The transition point is preferably determined by jumping and/or reaching a threshold value of the slope or slope (first derivative) of the series of current measurements in order to further improve the identification of the transition point. For this purpose, in an advantageous embodiment, the transition point is determined by an extreme value of the curvature of the current measurement series.

Two temporally successive measured values are temporally spaced apart by less than 10 ms, preferably less than 5 ms, and more preferably less than 2 ms, in order to be able to resolve the transition points in time and to be able to record an advantageous number of measured values over the duration of the puff. For this purpose, the recorded measured values are preferably recorded over at least 10%, advantageously at least 30%, further advantageously at least 50% of the suction length.

Current interval [ I₁;I₂]Is less than the current value I_VOf 50%, advantageously less than 25%, further advantageously less than 10%, so that the heating current can be adjusted as accurately as possible.

In a preferred embodiment, the lower threshold value I₁And/or an upper threshold I₂Is defined so that the lower threshold value is smaller than the current value I_VAnd/or current value I_VLess than the upper threshold I₂So that the heating current is in the current interval [ I₁;I₂]Can reliably surround the current value I_VIs adjusted. If the lower threshold value I₁Less than the current value I_vThe evaporator can be prevented from drying out, since the evaporator is at the lower threshold I₁Sum current value I_vIn which case the current does not evaporate but heats the evaporator and/or the liquid.

Pulsing a passing current through the evaporator, wherein the duty cycle is reaching the lower threshold I₁Is increased from above and/or reaches an upper threshold I₂The time is reduced from below. Thus can realizeA reduction in input power and an extension of the run time of the battery supplying current to the evaporator.

Advantageously, the lower threshold I2 is defined from an analysis of the average secondary current I ^2 over a defined time interval₁And/or the upper threshold I₂. If the average secondary current I2 falls below a predetermined threshold, which can be determined, for example, from a series of current measurements in a time interval from the starting point, this will be evaluated as an indication of reduced contact between the evaporator and the liquid. In this case, the lower threshold I should be made₁And/or an upper threshold I₂Moving towards lower currents.

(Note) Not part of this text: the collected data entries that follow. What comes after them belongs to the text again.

PR #2521, opened 2018-12-30
awesome: Add a `modifiers` field.

Elv13:
Yes, it uses XLib, I am evil. Beside that, it allows higher level APIs
such as the keygrabber to detect when a key event is a modifier state
change. It allows keygrabber to exit when "the Mod4 modifier" is
released.

Ref #2515
Ref https://github.com/awesomeWM/awesome/pull/2315/files#r205010097

### DIFF
--- a/lib/awful/key.lua
+++ b/lib/awful/key.lua
@@ -9,14 +9,11 @@
 -- Grab environment we need
 local setmetatable = setmetatable
 local ipairs = ipairs
-local capi = { key = key, root = root }
+local capi = { key = key, root = root, awesome = awesome }
 local gmath = require("gears.math")
 local gtable = require("gears.table")
 
-
-
 local key = { mt = {}, hotkeys = {} }
-
 
 --- Modifiers to ignore.
 -- By default this is initialized as { "Lock", "Mod2" }
@@ -27,23 +24,53 @@ local key = { mt = {}, hotkeys = {} }
 key.ignore_modifiers = { "Lock", "Mod2" }
 
 --- Convert the modifiers into pc105 key names
-local conversion = {
-    mod4    = "Super_L",
-    control = "Control_L",
-    shift   = "Shift_L",
-    mod1    = "Alt_L",
-}
+local conversion = nil
+
+local function generate_conversion_map()
+    if conversion then return conversion end
+
+    local mods = capi.awesome._modifiers
+    assert(mods)
+
+    conversion = {}
+
+    for mod, keysyms in pairs(mods) do
+        for _, keysym in ipairs(keysyms) do
+            assert(keysym.keysym)
+            conversion[mod] = conversion[mod] or keysym.keysym
+            conversion[keysym.keysym] = mod
+        end
+    end
+
+    return conversion
+end
+
+capi.awesome.connect_signal("xkb::map_changed"  , function() conversion = nil end)
 
 --- Execute a key combination.
 -- If an awesome keybinding is assigned to the combination, it should be
 -- executed.
+--
+-- To limit the chances of accidentally leaving a modifier key locked when
+-- calling this function from a keybinding, make sure is attached to the
+-- release event and not the press event.
+--
 -- @see root.fake_input
 -- @tparam table mod A modified table. Valid modifiers are: Any, Mod1,
 --   Mod2, Mod3, Mod4, Mod5, Shift, Lock and Control.
 -- @tparam string k The key
 function key.execute(mod, k)
+    local modmap = generate_conversion_map()
+    local active = capi.awesome._active_modifiers
+
+    -- Release all modifiers
+    for _, m in ipairs(active) do
+        assert(modmap[m])
+        root.fake_input("key_release", modmap[m])
+    end
+
     for _, v in ipairs(mod) do
-        local m = conversion[v:lower()]
+        local m = modmap[v]
         if m then
             root.fake_input("key_press", m)
         end
@@ -53,10 +80,17 @@ function key.execute(mod, k)
     root.fake_input("key_release", k)
 
     for _, v in ipairs(mod) do
-        local m = conversion[v:lower()]
+        local m = modmap[v]
         if m then
             root.fake_input("key_release", m)
         end
+    end
+
+    -- Restore the previous modifiers all modifiers. Please note that yes,
+    -- there is a race condition if the user was fast enough to release the
+    -- key during this operation.
+    for _, m in ipairs(active) do
+        root.fake_input("key_press", modmap[m])
     end
 end
 
--- a/luaa.c
+++ b/luaa.c
@@ -66,6 +66,12 @@
 #include <xcb/xcb_atom.h>
 #include <xcb/xcb_aux.h>
 
+/* XGetModifierMapping() */
+#include <X11/Xlib.h>
+
+/* XkbKeycodeToKeysym */
+#include <X11/XKBlib.h>
+
 #include <unistd.h> /* for gethostname() */
 
 #ifdef WITH_DBUS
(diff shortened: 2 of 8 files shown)


psychon:
Why the Xlib dependency?
- `XGetModifierMapping` does the same thing as `xcb_get_modifier_mapping` (well, basically): https://sources.debian.org/src/libx11/2:1.6.7-1/src/ModMap.c/?hl=34#L34
- `XkbKeycodeToKeysym` is a bit harder to follow, but should also be possible to do with `xcb-xkb`

Also, why are you hardcoding group and level to 0 for `XkbKeycodeToKeysym`? Is it just "works for me" or are you copying code from somewhere else? (Is the license of "somewhere else" compatible with awesomeWM's license?)

psychon:
Oh and: Thanks a lot for digging out some magic way to get this information (other than hardcoding some assumptions about the keyboard)

actionless:
oh, that would be really cool to have, thanks a lot for looking into this!

Elv13:
> [..] are you copying code from somewhere else? (Is the license of "somewhere else" compatible with awesomeWM's license?)

No, I looked at `key.c` and it used `XStringToKeysym`. I looked at the manpage and it points to this https://tronche.com/gui/x/xlib/input/keyboard-encoding.html#KeySym which shows exactly what I wanted.

> Why the Xlib dependency?

Because it's well documented and simple.

Anyway, here's a patch to use `xcb_get_modifier_mapping`. Do whatever you want with it. It /seems/ to work, but I never touched that before, so I have no clue. You are the expert on this. I just did this pull request because @blueyed one keeps relying on possibly wrong assumptions and with all the input cleanup work I did "recently" building layers upon layers on top of this, it became required to add this.

```patch
diff --git a/luaa.c b/luaa.c
index 64a217088..fd35cf76b 100644
--- a/luaa.c
+++ b/luaa.c
@@ -469,17 +469,32 @@ static int luaA_get_modifiers(lua_State *L)
     if (!display)
         return 0;
 
-    XModifierKeymap *mods = XGetModifierMapping(display);
+    xcb_get_modifier_mapping_cookie_t c;
+    c = xcb_get_modifier_mapping(globalconf.connection);
+
+    xcb_get_modifier_mapping_reply_t *r;
+    r = xcb_get_modifier_mapping_reply (globalconf.connection, c, NULL);
+
+    xcb_keycode_t *mods = xcb_get_modifier_mapping_keycodes(r);
+
+    int count = xcb_get_modifier_mapping_keycodes_length(r);
 
     lua_newtable(L);
 
+    /* No clue how to handle this if this isn't true */
+    if (count / r->keycodes_per_modifier != Mod5MapIndex + 1) {
+        warn("Failed to parse the X11 modifiers");
+        p_delete(&r);
+        return 1;
+    }
+
     /* This get the MAPPED modifiers, not all of them are */
     for (int i = ShiftMapIndex; i <= Mod5MapIndex; i++) {
         lua_pushstring(L, get_modifier_name(i));
         lua_newtable(L);
 
-        for (int j = 0; j < mods->max_keypermod; j++) {
-            const KeyCode key_code = mods->modifiermap[i * mods->max_keypermod + j];
+        for (int j = 0; j < r->keycodes_per_modifier; j++) {
+            const KeyCode key_code = mods[i * r->keycodes_per_modifier + j];
             const KeySym  key_sym  = XkbKeycodeToKeysym(display, key_code, 0, 0);
             if (key_sym != NoSymbol) {
                 /* The +1 because j starts at zero and Lua at 1 */
@@ -501,9 +516,9 @@ static int luaA_get_modifiers(lua_State *L)
         lua_settable(L, -3);
     }
 
-    XFreeModifiermap(mods);
+    p_delete(&r);
 
-    return 0;
+    return 1;
 }
 
```

> Is it just "works for me"

I put it there with "I will check that later" and it just worked, so I left it as-is.

psychon:
Okay. Feel free to leave this Xlib-ified and I can eventually XCB-ify this when I get the time.

Elv13:
> Okay. Feel free to leave this Xlib-ified and I can eventually XCB-ify this when I get the time.

Leave it open or merge it and fix it later? Because that blocks a @blueyed PR/bug

psychon:
Feel free to merge it. However, someone should actually take a look at this code before then. I just noticed that there is a call to `XOpenDisplay`, but no call to `XCloseDisplay`. Want me to set aside some time to actually look at this carefully?

blueyed:
Feel free to take your time - it is not blocking me.

psychon:
I pushed some commits to port this stuff away from Xlib. Thanks for allowing edits from maintainers. ;-)

luaa.c
```diff
@@ -388,6 +388,125 @@ luaA_fixups(lua_State *L)
...
+
+    }
+
+    return 0; /* \0 */
+}
+
+/**
+ * The table of keybindings modifiers.
+ *
+ * Each modifiers have zero to many entries depending on the keyboard layout.
```
blueyed:
```suggestion
 * Each modifier has zero to many entries depending on the keyboard layout.
```

luaa.c
```diff
@@ -388,6 +388,125 @@ luaA_fixups(lua_State *L)
...
+ * For example, `Shift` usually both have a left and right variants. Each
```
blueyed:
```suggestion
 * For example, `Shift` usually both has a left and right variant. Each
```

luaa.c
```diff
@@ -388,6 +388,125 @@ luaA_fixups(lua_State *L)
...
+            xcb_get_modifier_mapping(globalconf.connection), NULL);
+    if (!mods)
+        return 0;
+
+    xcb_keycode_t *mappings = xcb_get_modifier_mapping_keycodes(mods);
+    struct xkb_keymap *keymap = xkb_state_get_keymap(globalconf.xkb_state);
+
+    lua_newtable(L);
+
+    /* This get the MAPPED modifiers, not all of them are */
```
blueyed:
```suggestion
    /* This gets only the MAPPED modifiers, not all of them */
```

psychon:
Uhm, I just wondered: Do we need a special signal for when this field changes, or should people just use the "normal xkb signals" that `xkb.c` emits for that? I think this signal should be documented (and everyone trying to use this in awesome will hate me for telling them to handle the signal...)

Elv13:
`property::modifiers` would be nice to have. I doubt it will ever be used. Is there really people should move their modifiers multiple time a day? That would be sooo confusing

psychon:
> Is there really people should move their modifiers multiple time a day?

When my awesome starts up, I think my keyboard layout is `de`. Hence, `Caps_Lock` is a thing. Then I do `setxkbmap de -option caps:backspace` and `Caps_Lock` is no longer a modifier. So I think the right signal (whichever that is) should at least be mentioned in the docs. If the right signal is `property::modifiers`, well then that also needs to be implemented.

Elv13:
Good point, then `property::modifiers` should be added. Do you take care of it or do you want me to do it when I get time? Also, feel free to squash all the commits and claim ownership of the commit.

Elv13:
I looked into this and decided to rename it to `_modifiers` and hide it from the public API until I complete an non half-assed solution for the "whole problem". I also added a `_active_modifiers` to better fix #2515.

As you explained in https://github.com/awesomeWM/awesome/pull/2315, more work is needed:

 * ~~Do not hardcode the modifier keysym~~ **DONE**
 * ~~Get the current modifier and pressed keys. This is done using `xkb_state_mod_name_is_active` and its cousins.~~ **DONE**
 * Handle injecting locale aware dead keys like UTF-8 chars. This has both the problem that UTF-8 has multiple representations for many things and that it is locale dependent. xkbcommon "compose" API seems to be for that.
 * Handle compose files properly
 * Have a way to translate chars to keysym or dead key sequences
 * Unify all keyboard related into a single `awful.keyboard` module
 * Have all the relevant signals
 * Really handle keyboards mapping instead of the current semi-never-working-properly widget we have.
 * Make sure when you send key events they get to the right client

As you mentioned there, none of that is really simple and I am back to my usual "I am not in vacation so I have no time for this mode". We need this for pull request for internal use cases. No need to expose an API that will not be future proof and duplicate C signals for "nothing". An higher level modules that consume these low level features and exposes a coherent result is preferable from an end user perspective.

lib/awful/key.lua
```diff
@@ -27,23 +24,54 @@ local key = { mt = {}, hotkeys = {} }
...
 --   Mod2, Mod3, Mod4, Mod5, Shift, Lock and Control.
 -- @tparam string k The key
 function key.execute(mod, k)
+    local modmap = generate_conversion_map()
+    local active = capi.awesome._active_modifiers
+
+    -- Release all modifiers
+    for _, m in ipairs(active) do
+        assert(modmap[m])
+        root.fake_input("key_release", modmap[m])
```
psychon: This so does not work. If I press right shift and you fake a release of left shift, then right shift is still pressed.

psychon: Also, I wonder if this even works... I know that xinput-wise, the xtest extension uses its own keyboard. Thus, there would be one input device where left shift is pressed and another input device where a key that was never pressed is released. If I were to guess, I'd say that this means that the fake release just does not do anything, but that's just a guess.

tests/examples/text/awful/keygrabber/alttab.lua
```diff
@@ -16,7 +16,7 @@ local awful = {keygrabber = require("awful.keygrabber"), --DOC_HIDE
             {{"Mod1", "Shift"}, "Tab", awful.client.focus.history.select_next    },
         },
         -- Note that it is using the key name and not the modifier name.
-        stop_key           = "Alt_L",
+        stop_key           = "Mod1",
```
psychon: From a quick look at `awful.keygrabber`: This does not work. The keygrabber watches incoming key events and checks if any of them matches what is specified here. `Mod1` is not a key, so it never comes in with a release event.

luaa.c
```diff
@@ -508,6 +508,31 @@ static int luaA_get_modifiers(lua_State *L)
...
+ */
+
+static int luaA_get_active_modifiers(lua_State *L)
+{
+    int count = 1;
+    lua_newtable(L);
+
+    for (int i = XCB_MAP_INDEX_SHIFT; i <= XCB_MAP_INDEX_5; i++) {
+        const int active = xkb_state_mod_index_is_active (globalconf.xkb_state, i,
+            XKB_STATE_MODS_DEPRESSED | XKB_STATE_MODS_DEPRESSED
```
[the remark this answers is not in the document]
Elv13: Whoops, copy paste error, I did mean XKB_STATE_MODS_EFFECTIVE

tests/examples/text/awful/keygrabber/alttab.lua
Elv13: It is handled

```lua
    local converted = generate_conversion_map()[key]

    -- Stop the keygrabber with the `stop_key`
    if (key == self.stop_key or (converted and converted == self.stop_key))
      and event == self.stop_event and self.stop_key then
        self:stop(key, modifiers)
        return false
    end
```

lib/awful/key.lua
Elv13: It depends on how the modifiers were pressed. For recursive `.execute` and other few case: "it works more than it did before". It isn't the kind of answer you like, but the code is there and it is technically an improvement. Now it works 95.5% of the time instead of 95% of the time.

Elv13:
Any other comment? Otherwise I will merge this soon-ish.

PR #2522, opened 2018-12-30
fix(menubar): escape XML entities in the item name

glenvt18:
This fixes `<Invalid text>` shown instead of the item name when the item name contains XML special characters like '&' (see `awful.widget.common.list_update`). Note that `compute_text_width` called from `get_current_page` already escapes the text before calculation.


Elv13:
Thanks

PR #2523, opened 2018-12-31
doc: Merge some documentation pages

Elv13:
Open question: Should we ship 2 documentation (ldoc) instance. One for Awesome and one for the widgets? ldoc "supports" cross referencing multiple instances. Right now 50% of the documentation index are widgets. The documentation would look cleaner if both of these thing would be in their own little universe, no?

### DIFF
--- a/lib/beautiful/xresources.lua
+++ b/lib/beautiful/xresources.lua
@@ -3,7 +3,7 @@
 --
 -- @author Yauhen Kirylau &lt;yawghen@gmail.com&gt;
 -- @copyright 2015 Yauhen Kirylau
--- @module beautiful.xresources
+-- @submodule beautiful
 ----------------------------------------------------------------------------
 
 -- Grab environment
--- a/lib/awful/hotkeys_popup/keys/termite.lua
+++ b/lib/awful/hotkeys_popup/keys/termite.lua
@@ -3,7 +3,7 @@
 --
 -- @author ikselven
 -- @copyright 2017 ikselven
--- @module awful.hotkeys_popup.keys.termite
+-- @submodule awful.hotkeys_popup
 ---------------------------------------------------------------------------
 
 local hotkeys_popup = require("awful.hotkeys_popup.widget")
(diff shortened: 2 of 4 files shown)


blueyed:
Multiple ldoc instances might be good indeed - but maybe the toc/index could get cleaned up in some other way also?

lib/beautiful/xresources.lua
```diff
@@ -3,7 +3,7 @@
 --
 -- @author Yauhen Kirylau &lt;yawghen@gmail.com&gt;
 -- @copyright 2015 Yauhen Kirylau
--- @module beautiful.xresources
+-- @submodule beautiful
```
actionless: i've a bit underlooked, i suggest reverting this line, because xresources module have quite specific usage related to one particular service integration, not some common theming helpers, like theme_assets above

blueyed: Makes sense.

@Elv13 ?

Elv13: On one hand @actionless has a point. On the other, if we consolidate more pages, the end result is less or more the same. What about taking a look what prevents the `gtk` module from being consolidated and then how to better document these things. Right now the discoverability factor of the theme API is a rather big issue (plus the "wall of text effect" of out current documentation index).

IMHO, beside the (partially deprecated) DPI stuff, these APIs are only relevant to the xresources (based) theme(s). If there was XRDB write support and you could, for example, change urxvt theme dynamically and control compton using an extended version of this, then my position would be much for favorable to make this a top level again.

Elv13:
> Multiple ldoc instances might be good indeed - but maybe the toc/index could get cleaned up in some other way also?

why not both!

The most common complain of Reddit (unixporn) is how impenetrable out doc is. It has too many modules doing too much unrelated stuff. We don't provide a comprehensive overview beside the widgets. Taking the widgets out and cross-referencing both `ldoc` (`@see` and \`\`) them.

Preferably, the current interval [ I ] is set₁;I₂]And/or the threshold value I₁；I₂At least one of which is moved towards a lower current over time in order to prevent the evaporator from drying out. Current interval [ I₁;I₂]And/or the threshold value I₁；I₂Can also be adapted to a predetermined function of time in order to be able to effectively control the evaporation and to enable adaptation to the course of the differential distillation.

In an advantageous embodiment, data relating to a plurality of time-dependent current measurement series are stored in a data memory and compared with one another and/or with fixed parameters. It is thus possible to store the current measurement values and the transition points accumulated during the method. For example, the automated analysis may check that: at which point in time the evaporation current I has been reached_v. If this point in time is reached later than a predefined threshold, this is an indication of an excessively high resistance. Furthermore, the mean current squared can be evaluated during the evaporation process. If this falls below a predetermined threshold value, consumption of liquid can be inferred.

Preferably, the ambient temperature is measured and the current interval [ I ] is specified and/or adapted depending on the measured ambient parameter₁;I₂]And/or its threshold value I₁、I₂In order to be able to take into account the possible influence of the ambient temperature.

By applying a current less than an upper thresholdI₂By switching on and/or maintaining the flow of current through the evaporator, or when the current is greater than a lower threshold I₁The current flowing through the evaporator is switched off to regulate the passing current so as to be able to be in a current interval [ I₁;I₂]Advantageous methods of adjustment are provided.

Drawings

The invention is elucidated below in accordance with a preferred embodiment with reference to the accompanying drawings. Therein, the

Figure 1 shows a schematic view of an inhaler;

FIG. 2 shows a simplified circuit for current heating of an evaporator;

FIG. 3 illustrates an exemplary series of current measurements with determined transition points;

FIG. 4 illustrates an exemplary series of current measurements with transition points;

FIG. 5 illustrates determining a transition point from an increase in the series of current measurements; and

fig. 6 illustrates the determination of a transition point from the curvature of a series of current measurements.

Detailed Description

Figure 1 schematically illustrates an inhaler 10 or e-cig product. The inhaler 10 comprises a housing 11 in which an air channel 30 or chimney is provided between at least one air inlet 231 of the smoking product 10 and an air outlet 24 at the mouth end 32. Here, the mouth end 32 of the inhaler 10 represents the end which the consumer draws for inhalation purposes and thereby applies a negative pressure to the inhaler 10 and creates an air flow 34 in the air passage 30.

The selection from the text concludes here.